--- Prompt ---
Using the records below, give again exactly the lines from the line that contains "Thanks for this PR" through the line that contains "- Adds a minor", both ends included, and only those.

--- Record set ---
====

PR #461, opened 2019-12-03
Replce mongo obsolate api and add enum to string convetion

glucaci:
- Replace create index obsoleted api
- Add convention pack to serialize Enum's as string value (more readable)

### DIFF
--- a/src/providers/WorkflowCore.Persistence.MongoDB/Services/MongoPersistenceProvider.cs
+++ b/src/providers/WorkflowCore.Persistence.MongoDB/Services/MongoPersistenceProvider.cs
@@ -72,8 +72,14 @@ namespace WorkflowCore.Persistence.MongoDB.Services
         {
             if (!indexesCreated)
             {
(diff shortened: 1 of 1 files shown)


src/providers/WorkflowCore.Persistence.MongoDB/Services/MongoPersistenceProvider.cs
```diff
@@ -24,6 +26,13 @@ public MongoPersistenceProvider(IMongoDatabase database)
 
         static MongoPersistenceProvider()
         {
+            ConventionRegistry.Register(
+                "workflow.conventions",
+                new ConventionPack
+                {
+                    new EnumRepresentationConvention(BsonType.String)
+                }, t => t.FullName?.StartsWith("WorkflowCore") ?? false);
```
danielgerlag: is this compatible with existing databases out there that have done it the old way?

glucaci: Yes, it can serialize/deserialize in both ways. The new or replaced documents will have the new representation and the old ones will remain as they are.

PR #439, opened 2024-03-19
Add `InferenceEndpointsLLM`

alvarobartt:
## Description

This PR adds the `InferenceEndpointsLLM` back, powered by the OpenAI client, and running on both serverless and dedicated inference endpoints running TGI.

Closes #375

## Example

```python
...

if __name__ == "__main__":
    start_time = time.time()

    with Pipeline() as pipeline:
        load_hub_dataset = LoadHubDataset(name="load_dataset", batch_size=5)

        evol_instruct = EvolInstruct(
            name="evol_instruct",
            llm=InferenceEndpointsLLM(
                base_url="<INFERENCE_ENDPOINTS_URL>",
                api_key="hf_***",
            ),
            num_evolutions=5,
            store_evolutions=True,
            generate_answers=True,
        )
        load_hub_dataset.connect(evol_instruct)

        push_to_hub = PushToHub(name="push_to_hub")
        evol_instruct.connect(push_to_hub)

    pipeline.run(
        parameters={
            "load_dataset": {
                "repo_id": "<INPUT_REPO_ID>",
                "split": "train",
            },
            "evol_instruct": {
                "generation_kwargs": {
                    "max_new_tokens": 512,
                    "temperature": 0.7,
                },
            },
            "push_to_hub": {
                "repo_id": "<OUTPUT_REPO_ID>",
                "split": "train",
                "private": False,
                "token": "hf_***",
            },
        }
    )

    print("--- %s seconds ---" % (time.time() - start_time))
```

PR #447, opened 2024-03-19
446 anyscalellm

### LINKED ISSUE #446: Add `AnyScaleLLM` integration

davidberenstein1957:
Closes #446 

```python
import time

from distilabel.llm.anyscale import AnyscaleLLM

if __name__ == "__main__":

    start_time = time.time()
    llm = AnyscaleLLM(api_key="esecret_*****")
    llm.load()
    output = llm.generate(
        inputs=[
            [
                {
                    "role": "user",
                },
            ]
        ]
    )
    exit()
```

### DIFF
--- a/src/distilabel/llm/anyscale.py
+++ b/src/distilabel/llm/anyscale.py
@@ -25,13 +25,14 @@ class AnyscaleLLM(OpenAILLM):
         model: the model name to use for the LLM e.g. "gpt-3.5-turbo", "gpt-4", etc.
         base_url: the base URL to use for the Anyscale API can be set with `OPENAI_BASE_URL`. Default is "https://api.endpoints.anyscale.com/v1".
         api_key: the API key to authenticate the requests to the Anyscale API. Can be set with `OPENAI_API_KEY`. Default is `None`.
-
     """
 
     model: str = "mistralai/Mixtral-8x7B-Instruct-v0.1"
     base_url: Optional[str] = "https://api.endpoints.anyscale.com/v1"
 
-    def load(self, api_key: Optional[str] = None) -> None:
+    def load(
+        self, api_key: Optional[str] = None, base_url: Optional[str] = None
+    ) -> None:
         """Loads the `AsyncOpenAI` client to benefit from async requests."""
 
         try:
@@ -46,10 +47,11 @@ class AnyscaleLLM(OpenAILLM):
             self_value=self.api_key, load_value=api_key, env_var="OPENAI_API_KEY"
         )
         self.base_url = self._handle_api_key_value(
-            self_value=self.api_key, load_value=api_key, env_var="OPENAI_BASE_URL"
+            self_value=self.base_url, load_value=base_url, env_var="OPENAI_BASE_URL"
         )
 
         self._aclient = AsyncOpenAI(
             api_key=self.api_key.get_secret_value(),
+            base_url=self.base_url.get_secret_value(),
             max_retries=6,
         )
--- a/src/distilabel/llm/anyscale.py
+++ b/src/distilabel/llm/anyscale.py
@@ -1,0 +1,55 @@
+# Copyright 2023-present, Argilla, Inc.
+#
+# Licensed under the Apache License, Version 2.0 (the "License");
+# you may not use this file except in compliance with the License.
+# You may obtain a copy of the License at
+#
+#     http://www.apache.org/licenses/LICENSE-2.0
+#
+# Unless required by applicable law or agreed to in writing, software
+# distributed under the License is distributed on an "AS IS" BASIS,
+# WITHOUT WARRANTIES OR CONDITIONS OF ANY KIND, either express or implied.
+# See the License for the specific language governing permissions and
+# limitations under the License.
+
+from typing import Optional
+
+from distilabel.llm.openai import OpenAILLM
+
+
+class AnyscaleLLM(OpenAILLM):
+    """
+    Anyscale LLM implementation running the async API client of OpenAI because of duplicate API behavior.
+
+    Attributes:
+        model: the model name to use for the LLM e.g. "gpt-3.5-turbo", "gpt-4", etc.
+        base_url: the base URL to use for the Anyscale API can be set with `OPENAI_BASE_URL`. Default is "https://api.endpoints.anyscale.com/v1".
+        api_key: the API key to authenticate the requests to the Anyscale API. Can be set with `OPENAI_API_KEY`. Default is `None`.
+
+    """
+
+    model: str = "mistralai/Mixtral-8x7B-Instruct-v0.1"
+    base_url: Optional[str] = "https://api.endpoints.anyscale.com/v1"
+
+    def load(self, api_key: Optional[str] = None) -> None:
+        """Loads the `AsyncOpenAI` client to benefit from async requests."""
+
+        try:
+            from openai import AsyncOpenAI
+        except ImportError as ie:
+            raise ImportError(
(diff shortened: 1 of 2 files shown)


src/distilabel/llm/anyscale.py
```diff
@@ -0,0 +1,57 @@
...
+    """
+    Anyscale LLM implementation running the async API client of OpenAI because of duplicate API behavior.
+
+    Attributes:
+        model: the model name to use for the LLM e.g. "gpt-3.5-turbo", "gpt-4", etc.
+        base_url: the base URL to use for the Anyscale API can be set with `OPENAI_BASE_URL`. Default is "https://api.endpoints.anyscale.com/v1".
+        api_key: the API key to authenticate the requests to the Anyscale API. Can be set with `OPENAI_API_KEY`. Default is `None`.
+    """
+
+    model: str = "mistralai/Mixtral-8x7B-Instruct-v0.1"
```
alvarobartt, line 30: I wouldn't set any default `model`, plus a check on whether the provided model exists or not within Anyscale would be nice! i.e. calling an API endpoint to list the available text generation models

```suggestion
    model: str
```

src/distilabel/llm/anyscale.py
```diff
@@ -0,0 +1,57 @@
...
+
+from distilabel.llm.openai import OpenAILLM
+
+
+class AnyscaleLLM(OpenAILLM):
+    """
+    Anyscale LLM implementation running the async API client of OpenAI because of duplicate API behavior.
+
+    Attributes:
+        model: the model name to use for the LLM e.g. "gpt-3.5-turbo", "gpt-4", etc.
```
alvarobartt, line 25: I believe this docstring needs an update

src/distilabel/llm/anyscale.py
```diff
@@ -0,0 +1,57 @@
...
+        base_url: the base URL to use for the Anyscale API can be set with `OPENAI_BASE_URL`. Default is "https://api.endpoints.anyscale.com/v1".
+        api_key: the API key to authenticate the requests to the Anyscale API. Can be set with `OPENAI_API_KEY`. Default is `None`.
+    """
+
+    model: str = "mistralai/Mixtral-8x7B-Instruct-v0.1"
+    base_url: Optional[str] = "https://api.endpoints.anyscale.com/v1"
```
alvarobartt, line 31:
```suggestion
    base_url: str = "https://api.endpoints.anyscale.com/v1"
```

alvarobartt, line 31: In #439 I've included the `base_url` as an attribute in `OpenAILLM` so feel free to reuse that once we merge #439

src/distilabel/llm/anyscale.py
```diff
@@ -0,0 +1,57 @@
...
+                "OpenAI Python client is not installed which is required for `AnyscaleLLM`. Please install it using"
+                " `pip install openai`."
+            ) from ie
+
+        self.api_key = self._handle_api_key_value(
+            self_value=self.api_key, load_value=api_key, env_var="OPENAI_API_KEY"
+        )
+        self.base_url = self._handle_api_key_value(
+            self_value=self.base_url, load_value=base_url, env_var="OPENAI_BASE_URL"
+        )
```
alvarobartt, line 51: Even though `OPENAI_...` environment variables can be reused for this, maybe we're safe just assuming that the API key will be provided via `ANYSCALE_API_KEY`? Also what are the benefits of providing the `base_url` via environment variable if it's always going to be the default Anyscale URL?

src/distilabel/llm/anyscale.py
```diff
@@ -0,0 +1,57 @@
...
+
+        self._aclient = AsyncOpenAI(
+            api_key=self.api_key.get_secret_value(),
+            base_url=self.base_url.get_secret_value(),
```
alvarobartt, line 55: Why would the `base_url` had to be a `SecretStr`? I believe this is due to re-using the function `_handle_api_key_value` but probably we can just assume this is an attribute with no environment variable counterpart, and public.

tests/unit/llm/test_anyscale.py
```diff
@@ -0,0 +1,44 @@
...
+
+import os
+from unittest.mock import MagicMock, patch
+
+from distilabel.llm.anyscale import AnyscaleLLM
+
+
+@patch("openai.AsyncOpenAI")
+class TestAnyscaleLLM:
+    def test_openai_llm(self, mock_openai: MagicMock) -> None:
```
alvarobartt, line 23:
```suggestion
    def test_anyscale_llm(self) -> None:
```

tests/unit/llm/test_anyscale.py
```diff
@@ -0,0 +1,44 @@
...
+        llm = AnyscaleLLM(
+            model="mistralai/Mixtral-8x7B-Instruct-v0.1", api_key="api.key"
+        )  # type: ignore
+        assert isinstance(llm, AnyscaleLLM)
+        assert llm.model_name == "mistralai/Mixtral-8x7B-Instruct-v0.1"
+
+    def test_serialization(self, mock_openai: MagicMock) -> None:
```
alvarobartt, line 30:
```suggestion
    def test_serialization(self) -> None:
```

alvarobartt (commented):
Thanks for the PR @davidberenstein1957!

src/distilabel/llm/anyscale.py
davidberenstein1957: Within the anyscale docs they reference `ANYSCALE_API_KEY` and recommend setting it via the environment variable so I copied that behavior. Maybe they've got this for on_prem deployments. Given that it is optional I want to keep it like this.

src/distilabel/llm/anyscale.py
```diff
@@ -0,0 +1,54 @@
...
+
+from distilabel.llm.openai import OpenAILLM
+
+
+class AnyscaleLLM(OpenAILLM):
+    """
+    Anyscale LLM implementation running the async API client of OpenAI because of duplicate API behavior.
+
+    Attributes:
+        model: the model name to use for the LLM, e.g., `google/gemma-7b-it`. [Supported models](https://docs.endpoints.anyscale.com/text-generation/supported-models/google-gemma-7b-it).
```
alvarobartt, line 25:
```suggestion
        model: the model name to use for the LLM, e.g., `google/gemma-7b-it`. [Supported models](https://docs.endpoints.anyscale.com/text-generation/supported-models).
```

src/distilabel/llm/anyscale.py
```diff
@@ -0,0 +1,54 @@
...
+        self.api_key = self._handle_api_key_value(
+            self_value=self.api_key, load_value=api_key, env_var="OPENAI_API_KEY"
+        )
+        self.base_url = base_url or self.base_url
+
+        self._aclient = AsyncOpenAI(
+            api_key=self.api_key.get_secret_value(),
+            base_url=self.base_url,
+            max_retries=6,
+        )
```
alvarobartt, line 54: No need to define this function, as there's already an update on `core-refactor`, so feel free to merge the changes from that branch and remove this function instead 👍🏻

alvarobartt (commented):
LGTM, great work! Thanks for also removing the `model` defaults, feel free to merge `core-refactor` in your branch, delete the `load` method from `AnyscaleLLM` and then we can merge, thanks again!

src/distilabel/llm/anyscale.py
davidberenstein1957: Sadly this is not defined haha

====

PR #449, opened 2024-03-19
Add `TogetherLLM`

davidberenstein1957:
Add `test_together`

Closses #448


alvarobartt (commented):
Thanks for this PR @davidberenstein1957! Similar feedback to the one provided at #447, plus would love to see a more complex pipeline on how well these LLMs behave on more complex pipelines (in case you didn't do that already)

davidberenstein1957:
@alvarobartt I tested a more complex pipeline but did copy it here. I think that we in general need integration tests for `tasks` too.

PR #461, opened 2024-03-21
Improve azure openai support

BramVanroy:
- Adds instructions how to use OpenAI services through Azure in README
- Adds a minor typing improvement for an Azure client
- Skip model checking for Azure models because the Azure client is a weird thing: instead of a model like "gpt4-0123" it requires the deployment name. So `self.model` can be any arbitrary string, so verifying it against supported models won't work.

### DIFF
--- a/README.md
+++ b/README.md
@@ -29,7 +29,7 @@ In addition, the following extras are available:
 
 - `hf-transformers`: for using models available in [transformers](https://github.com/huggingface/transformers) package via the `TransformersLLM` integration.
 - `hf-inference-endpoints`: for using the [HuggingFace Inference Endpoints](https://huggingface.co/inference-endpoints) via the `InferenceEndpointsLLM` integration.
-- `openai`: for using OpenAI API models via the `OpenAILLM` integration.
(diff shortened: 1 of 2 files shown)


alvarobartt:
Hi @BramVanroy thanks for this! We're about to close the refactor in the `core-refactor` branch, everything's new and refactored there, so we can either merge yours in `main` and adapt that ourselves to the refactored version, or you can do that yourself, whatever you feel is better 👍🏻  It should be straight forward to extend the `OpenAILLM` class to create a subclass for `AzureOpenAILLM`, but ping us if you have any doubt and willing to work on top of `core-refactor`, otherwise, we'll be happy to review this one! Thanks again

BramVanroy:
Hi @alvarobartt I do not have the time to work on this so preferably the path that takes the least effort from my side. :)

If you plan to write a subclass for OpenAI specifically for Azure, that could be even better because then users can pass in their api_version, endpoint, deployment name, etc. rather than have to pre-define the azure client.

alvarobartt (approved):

====

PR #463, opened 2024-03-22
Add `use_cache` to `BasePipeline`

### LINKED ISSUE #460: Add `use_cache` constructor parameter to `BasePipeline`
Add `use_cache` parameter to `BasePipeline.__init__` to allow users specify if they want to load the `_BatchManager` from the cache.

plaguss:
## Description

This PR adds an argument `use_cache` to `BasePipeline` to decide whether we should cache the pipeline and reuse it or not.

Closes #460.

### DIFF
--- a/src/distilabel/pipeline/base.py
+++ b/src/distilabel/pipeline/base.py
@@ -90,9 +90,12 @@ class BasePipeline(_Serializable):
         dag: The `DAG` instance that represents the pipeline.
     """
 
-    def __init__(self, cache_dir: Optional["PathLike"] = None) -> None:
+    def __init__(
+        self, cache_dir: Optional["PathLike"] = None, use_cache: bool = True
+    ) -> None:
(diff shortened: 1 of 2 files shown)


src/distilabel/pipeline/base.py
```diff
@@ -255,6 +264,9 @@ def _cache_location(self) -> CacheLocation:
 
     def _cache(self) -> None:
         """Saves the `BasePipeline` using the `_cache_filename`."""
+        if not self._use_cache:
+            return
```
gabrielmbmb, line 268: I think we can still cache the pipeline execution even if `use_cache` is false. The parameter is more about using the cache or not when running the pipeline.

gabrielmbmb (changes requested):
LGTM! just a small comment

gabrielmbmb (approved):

====

--- Result of the exercise ---
Thanks for this PR @davidberenstein1957! Similar feedback to the one provided at #447, plus would love to see a more complex pipeline on how well these LLMs behave on more complex pipelines (in case you didn't do that already)

davidberenstein1957:
@alvarobartt I tested a more complex pipeline but did copy it here. I think that we in general need integration tests for `tasks` too.

PR #461, opened 2024-03-21
Improve azure openai support

BramVanroy:
- Adds instructions how to use OpenAI services through Azure in README
- Adds a minor typing improvement for an Azure client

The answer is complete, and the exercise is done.